WHAT NEEDS TO BE DONE
Find every line below with "library" in it and give only how many there are.

(Saved data entries)
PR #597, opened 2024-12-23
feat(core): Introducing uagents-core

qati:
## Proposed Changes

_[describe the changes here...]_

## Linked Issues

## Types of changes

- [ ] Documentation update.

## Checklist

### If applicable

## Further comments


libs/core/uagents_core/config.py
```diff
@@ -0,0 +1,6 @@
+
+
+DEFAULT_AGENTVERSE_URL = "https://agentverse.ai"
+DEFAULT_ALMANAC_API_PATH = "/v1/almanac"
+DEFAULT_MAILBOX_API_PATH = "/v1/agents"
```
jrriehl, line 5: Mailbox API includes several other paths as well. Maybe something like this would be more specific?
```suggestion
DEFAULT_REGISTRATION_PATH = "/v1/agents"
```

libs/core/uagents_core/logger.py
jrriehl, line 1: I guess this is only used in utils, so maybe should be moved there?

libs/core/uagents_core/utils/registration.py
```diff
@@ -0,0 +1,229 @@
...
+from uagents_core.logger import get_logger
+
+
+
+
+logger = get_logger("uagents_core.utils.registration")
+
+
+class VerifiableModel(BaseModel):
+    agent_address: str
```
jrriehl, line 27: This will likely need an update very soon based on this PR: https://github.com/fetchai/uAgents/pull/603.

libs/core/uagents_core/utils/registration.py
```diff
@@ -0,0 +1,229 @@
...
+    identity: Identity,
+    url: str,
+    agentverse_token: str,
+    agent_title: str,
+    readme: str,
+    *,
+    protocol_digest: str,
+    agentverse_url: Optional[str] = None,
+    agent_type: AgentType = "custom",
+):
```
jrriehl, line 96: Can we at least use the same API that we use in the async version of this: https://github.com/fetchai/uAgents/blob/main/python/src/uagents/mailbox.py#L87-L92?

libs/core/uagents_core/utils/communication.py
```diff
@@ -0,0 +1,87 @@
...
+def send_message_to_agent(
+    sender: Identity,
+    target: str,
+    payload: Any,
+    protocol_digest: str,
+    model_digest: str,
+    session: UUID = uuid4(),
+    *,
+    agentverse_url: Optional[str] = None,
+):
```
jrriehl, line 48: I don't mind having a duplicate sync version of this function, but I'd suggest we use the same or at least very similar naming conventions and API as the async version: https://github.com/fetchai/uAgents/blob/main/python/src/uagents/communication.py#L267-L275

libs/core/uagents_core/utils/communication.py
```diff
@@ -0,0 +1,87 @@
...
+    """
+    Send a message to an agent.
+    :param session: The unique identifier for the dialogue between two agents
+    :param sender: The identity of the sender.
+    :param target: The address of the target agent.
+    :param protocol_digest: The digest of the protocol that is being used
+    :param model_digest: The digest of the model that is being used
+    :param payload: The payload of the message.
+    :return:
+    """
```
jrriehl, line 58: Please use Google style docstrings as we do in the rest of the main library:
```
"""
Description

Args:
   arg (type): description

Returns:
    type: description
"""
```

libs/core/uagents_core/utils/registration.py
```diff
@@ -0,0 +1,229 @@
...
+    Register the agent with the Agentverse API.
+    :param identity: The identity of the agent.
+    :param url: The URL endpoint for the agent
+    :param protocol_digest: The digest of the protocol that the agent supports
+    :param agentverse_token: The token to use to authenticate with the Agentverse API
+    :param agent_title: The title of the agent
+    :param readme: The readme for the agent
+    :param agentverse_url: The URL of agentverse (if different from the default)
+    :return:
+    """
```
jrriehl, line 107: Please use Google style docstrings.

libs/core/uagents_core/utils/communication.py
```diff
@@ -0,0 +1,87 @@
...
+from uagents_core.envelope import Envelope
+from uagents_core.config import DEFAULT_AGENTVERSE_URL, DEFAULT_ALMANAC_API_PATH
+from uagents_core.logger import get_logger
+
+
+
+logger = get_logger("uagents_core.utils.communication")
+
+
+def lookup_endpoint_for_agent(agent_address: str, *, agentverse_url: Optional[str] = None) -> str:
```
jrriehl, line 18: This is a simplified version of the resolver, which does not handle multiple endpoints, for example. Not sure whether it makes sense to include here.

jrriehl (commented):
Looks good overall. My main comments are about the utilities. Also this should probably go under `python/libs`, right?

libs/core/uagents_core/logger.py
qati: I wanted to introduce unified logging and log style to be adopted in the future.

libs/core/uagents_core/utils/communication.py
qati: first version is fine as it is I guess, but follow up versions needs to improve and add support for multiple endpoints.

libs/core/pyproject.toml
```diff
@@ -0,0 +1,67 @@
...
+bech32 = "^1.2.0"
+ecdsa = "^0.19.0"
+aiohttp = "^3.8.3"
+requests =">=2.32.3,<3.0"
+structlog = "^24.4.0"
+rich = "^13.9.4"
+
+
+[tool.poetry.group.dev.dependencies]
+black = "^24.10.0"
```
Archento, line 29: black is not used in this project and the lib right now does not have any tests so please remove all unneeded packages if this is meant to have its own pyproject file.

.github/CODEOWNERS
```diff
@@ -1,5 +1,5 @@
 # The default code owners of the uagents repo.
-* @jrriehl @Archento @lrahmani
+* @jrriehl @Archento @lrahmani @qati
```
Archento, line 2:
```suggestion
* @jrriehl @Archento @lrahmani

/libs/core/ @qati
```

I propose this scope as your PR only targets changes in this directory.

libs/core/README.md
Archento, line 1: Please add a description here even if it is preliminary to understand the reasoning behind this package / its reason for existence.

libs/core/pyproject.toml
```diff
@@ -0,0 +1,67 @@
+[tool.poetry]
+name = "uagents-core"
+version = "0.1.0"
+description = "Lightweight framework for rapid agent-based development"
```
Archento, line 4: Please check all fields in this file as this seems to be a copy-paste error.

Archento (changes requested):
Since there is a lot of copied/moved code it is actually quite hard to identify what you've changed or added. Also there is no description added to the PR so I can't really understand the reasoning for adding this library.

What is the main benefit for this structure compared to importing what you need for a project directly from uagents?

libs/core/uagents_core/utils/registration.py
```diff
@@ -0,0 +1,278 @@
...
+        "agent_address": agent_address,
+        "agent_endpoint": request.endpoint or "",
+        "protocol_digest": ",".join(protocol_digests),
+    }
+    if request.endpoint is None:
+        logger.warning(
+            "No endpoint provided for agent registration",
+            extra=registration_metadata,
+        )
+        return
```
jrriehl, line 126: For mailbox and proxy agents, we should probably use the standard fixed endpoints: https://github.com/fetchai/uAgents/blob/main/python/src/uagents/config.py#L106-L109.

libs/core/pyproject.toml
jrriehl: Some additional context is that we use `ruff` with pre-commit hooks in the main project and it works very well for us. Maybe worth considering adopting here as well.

* * *

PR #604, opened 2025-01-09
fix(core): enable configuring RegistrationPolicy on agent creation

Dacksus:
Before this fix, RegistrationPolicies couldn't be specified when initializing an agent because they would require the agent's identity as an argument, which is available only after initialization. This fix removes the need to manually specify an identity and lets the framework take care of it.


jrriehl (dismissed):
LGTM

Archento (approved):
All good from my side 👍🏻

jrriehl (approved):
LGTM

ANSWER SPACE
2